*** Excerpted records ***
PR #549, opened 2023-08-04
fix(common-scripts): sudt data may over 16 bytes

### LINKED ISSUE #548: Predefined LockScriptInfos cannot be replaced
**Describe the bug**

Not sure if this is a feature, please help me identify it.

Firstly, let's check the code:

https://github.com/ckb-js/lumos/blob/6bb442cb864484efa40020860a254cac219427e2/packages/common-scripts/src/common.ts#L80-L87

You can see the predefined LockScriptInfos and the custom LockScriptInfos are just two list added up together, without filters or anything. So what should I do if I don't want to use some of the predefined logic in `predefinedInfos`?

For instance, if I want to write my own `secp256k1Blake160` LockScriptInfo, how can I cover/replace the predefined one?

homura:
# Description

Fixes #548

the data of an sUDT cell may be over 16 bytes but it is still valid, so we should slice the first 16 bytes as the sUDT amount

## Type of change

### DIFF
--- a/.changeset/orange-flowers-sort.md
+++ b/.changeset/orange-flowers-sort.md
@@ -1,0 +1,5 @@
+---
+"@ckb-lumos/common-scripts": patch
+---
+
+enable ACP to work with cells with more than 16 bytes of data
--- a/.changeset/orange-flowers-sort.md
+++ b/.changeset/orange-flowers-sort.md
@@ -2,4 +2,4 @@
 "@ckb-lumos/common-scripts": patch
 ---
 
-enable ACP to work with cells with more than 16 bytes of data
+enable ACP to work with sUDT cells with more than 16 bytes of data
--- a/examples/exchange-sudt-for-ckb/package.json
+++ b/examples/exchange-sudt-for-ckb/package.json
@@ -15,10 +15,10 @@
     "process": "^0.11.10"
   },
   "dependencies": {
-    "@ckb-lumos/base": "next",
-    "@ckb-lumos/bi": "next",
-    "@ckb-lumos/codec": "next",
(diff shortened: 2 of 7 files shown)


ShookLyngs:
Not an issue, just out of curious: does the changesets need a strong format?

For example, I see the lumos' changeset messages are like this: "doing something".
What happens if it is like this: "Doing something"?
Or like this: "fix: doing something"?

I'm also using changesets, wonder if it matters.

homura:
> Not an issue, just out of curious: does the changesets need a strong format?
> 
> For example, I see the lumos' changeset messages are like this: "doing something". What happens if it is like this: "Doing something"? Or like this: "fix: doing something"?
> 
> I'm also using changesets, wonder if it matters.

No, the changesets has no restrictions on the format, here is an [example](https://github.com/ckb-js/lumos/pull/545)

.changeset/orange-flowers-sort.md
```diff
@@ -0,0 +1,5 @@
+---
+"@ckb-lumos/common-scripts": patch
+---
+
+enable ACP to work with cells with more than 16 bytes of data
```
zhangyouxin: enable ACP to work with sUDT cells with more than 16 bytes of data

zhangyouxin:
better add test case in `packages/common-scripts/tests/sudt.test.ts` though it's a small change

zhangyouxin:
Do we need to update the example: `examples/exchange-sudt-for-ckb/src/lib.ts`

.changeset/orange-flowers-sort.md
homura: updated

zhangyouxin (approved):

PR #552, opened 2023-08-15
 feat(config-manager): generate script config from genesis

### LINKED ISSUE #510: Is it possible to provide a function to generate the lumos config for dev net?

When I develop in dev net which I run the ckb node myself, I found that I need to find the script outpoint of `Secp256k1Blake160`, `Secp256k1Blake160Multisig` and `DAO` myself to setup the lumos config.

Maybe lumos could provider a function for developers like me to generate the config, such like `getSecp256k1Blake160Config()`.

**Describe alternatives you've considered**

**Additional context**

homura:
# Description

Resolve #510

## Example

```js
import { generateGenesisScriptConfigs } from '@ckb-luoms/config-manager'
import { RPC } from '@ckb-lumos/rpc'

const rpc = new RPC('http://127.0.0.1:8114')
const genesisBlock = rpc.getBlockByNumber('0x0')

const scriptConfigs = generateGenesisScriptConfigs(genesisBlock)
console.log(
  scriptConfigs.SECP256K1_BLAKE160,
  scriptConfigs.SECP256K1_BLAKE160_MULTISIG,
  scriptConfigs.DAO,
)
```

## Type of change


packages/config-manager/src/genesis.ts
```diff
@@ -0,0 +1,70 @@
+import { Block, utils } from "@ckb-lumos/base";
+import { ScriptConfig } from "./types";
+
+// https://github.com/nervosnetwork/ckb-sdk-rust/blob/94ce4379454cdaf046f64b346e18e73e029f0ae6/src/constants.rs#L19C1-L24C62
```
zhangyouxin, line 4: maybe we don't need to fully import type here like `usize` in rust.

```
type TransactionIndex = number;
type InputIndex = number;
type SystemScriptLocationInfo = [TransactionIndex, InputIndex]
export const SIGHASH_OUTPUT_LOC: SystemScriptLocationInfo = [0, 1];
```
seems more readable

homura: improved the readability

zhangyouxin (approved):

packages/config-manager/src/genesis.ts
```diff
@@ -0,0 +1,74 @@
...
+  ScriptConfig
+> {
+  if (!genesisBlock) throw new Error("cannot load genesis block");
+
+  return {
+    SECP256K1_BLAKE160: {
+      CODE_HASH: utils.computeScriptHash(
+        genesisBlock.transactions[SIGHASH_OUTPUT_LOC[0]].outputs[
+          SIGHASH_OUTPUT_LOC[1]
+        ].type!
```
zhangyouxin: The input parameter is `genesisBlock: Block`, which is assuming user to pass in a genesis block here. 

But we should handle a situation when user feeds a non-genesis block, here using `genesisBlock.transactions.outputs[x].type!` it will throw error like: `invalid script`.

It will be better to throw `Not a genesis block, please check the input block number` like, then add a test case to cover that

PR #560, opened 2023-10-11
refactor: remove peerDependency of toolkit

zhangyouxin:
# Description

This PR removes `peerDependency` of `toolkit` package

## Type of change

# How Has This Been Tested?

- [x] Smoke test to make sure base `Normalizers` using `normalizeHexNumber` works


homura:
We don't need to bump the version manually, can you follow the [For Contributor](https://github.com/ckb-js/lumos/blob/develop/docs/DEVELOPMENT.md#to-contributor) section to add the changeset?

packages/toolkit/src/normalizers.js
*** End of Excerpted records ***
**Work item:** Would you write out the data exactly as it reads?

**Response to this task:**
PR #549, opened 2023-08-04
fix(common-scripts): sudt data may over 16 bytes

### LINKED ISSUE #548: Predefined LockScriptInfos cannot be replaced
**Describe the bug**

Not sure if this is a feature, please help me identify it.

Firstly, let's check the code:

https://github.com/ckb-js/lumos/blob/6bb442cb864484efa40020860a254cac219427e2/packages/common-scripts/src/common.ts#L80-L87

You can see the predefined LockScriptInfos and the custom LockScriptInfos are just two list added up together, without filters or anything. So what should I do if I don't want to use some of the predefined logic in `predefinedInfos`?

For instance, if I want to write my own `secp256k1Blake160` LockScriptInfo, how can I cover/replace the predefined one?

homura:
# Description

Fixes #548

the data of an sUDT cell may be over 16 bytes but it is still valid, so we should slice the first 16 bytes as the sUDT amount

## Type of change

### DIFF
--- a/.changeset/orange-flowers-sort.md
+++ b/.changeset/orange-flowers-sort.md
@@ -1,0 +1,5 @@
+---
+"@ckb-lumos/common-scripts": patch
+---
+
+enable ACP to work with cells with more than 16 bytes of data
--- a/.changeset/orange-flowers-sort.md
+++ b/.changeset/orange-flowers-sort.md
@@ -2,4 +2,4 @@
 "@ckb-lumos/common-scripts": patch
 ---
 
-enable ACP to work with cells with more than 16 bytes of data
+enable ACP to work with sUDT cells with more than 16 bytes of data
--- a/examples/exchange-sudt-for-ckb/package.json
+++ b/examples/exchange-sudt-for-ckb/package.json
@@ -15,10 +15,10 @@
     "process": "^0.11.10"
   },
   "dependencies": {
-    "@ckb-lumos/base": "next",
-    "@ckb-lumos/bi": "next",
-    "@ckb-lumos/codec": "next",
(diff shortened: 2 of 7 files shown)


ShookLyngs:
Not an issue, just out of curious: does the changesets need a strong format?

For example, I see the lumos' changeset messages are like this: "doing something".
What happens if it is like this: "Doing something"?
Or like this: "fix: doing something"?

I'm also using changesets, wonder if it matters.

homura:
> Not an issue, just out of curious: does the changesets need a strong format?
> 
> For example, I see the lumos' changeset messages are like this: "doing something". What happens if it is like this: "Doing something"? Or like this: "fix: doing something"?
> 
> I'm also using changesets, wonder if it matters.

No, the changesets has no restrictions on the format, here is an [example](https://github.com/ckb-js/lumos/pull/545)

.changeset/orange-flowers-sort.md
```diff
@@ -0,0 +1,5 @@
+---
+"@ckb-lumos/common-scripts": patch
+---
+
+enable ACP to work with cells with more than 16 bytes of data
```
zhangyouxin: enable ACP to work with sUDT cells with more than 16 bytes of data

zhangyouxin:
better add test case in `packages/common-scripts/tests/sudt.test.ts` though it's a small change

zhangyouxin:
Do we need to update the example: `examples/exchange-sudt-for-ckb/src/lib.ts`

.changeset/orange-flowers-sort.md
homura: updated

zhangyouxin (approved):

PR #552, opened 2023-08-15
 feat(config-manager): generate script config from genesis

### LINKED ISSUE #510: Is it possible to provide a function to generate the lumos config for dev net?

When I develop in dev net which I run the ckb node myself, I found that I need to find the script outpoint of `Secp256k1Blake160`, `Secp256k1Blake160Multisig` and `DAO` myself to setup the lumos config.

Maybe lumos could provider a function for developers like me to generate the config, such like `getSecp256k1Blake160Config()`.

**Describe alternatives you've considered**

**Additional context**

homura:
# Description

Resolve #510

## Example

```js
import { generateGenesisScriptConfigs } from '@ckb-luoms/config-manager'
import { RPC } from '@ckb-lumos/rpc'

const rpc = new RPC('http://127.0.0.1:8114')
const genesisBlock = rpc.getBlockByNumber('0x0')

const scriptConfigs = generateGenesisScriptConfigs(genesisBlock)
console.log(
  scriptConfigs.SECP256K1_BLAKE160,
  scriptConfigs.SECP256K1_BLAKE160_MULTISIG,
  scriptConfigs.DAO,
)
```

## Type of change


packages/config-manager/src/genesis.ts
```diff
@@ -0,0 +1,70 @@
+import { Block, utils } from "@ckb-lumos/base";
+import { ScriptConfig } from "./types";
+
+// https://github.com/nervosnetwork/ckb-sdk-rust/blob/94ce4379454cdaf046f64b346e18e73e029f0ae6/src/constants.rs#L19C1-L24C62
```
zhangyouxin, line 4: maybe we don't need to fully import type here like `usize` in rust.

```
type TransactionIndex = number;
type InputIndex = number;
type SystemScriptLocationInfo = [TransactionIndex, InputIndex]
export const SIGHASH_OUTPUT_LOC: SystemScriptLocationInfo = [0, 1];
```
seems more readable

homura: improved the readability

zhangyouxin (approved):

packages/config-manager/src/genesis.ts
```diff
@@ -0,0 +1,74 @@
...
+  ScriptConfig
+> {
+  if (!genesisBlock) throw new Error("cannot load genesis block");
+
+  return {
+    SECP256K1_BLAKE160: {
+      CODE_HASH: utils.computeScriptHash(
+        genesisBlock.transactions[SIGHASH_OUTPUT_LOC[0]].outputs[
+          SIGHASH_OUTPUT_LOC[1]
+        ].type!
```
zhangyouxin: The input parameter is `genesisBlock: Block`, which is assuming user to pass in a genesis block here. 

But we should handle a situation when user feeds a non-genesis block, here using `genesisBlock.transactions.outputs[x].type!` it will throw error like: `invalid script`.

It will be better to throw `Not a genesis block, please check the input block number` like, then add a test case to cover that

PR #560, opened 2023-10-11
refactor: remove peerDependency of toolkit

zhangyouxin:
# Description

This PR removes `peerDependency` of `toolkit` package

## Type of change

# How Has This Been Tested?

- [x] Smoke test to make sure base `Normalizers` using `normalizeHexNumber` works


homura:
We don't need to bump the version manually, can you follow the [For Contributor](https://github.com/ckb-js/lumos/blob/develop/docs/DEVELOPMENT.md#to-contributor) section to add the changeset?

packages/toolkit/src/normalizers.js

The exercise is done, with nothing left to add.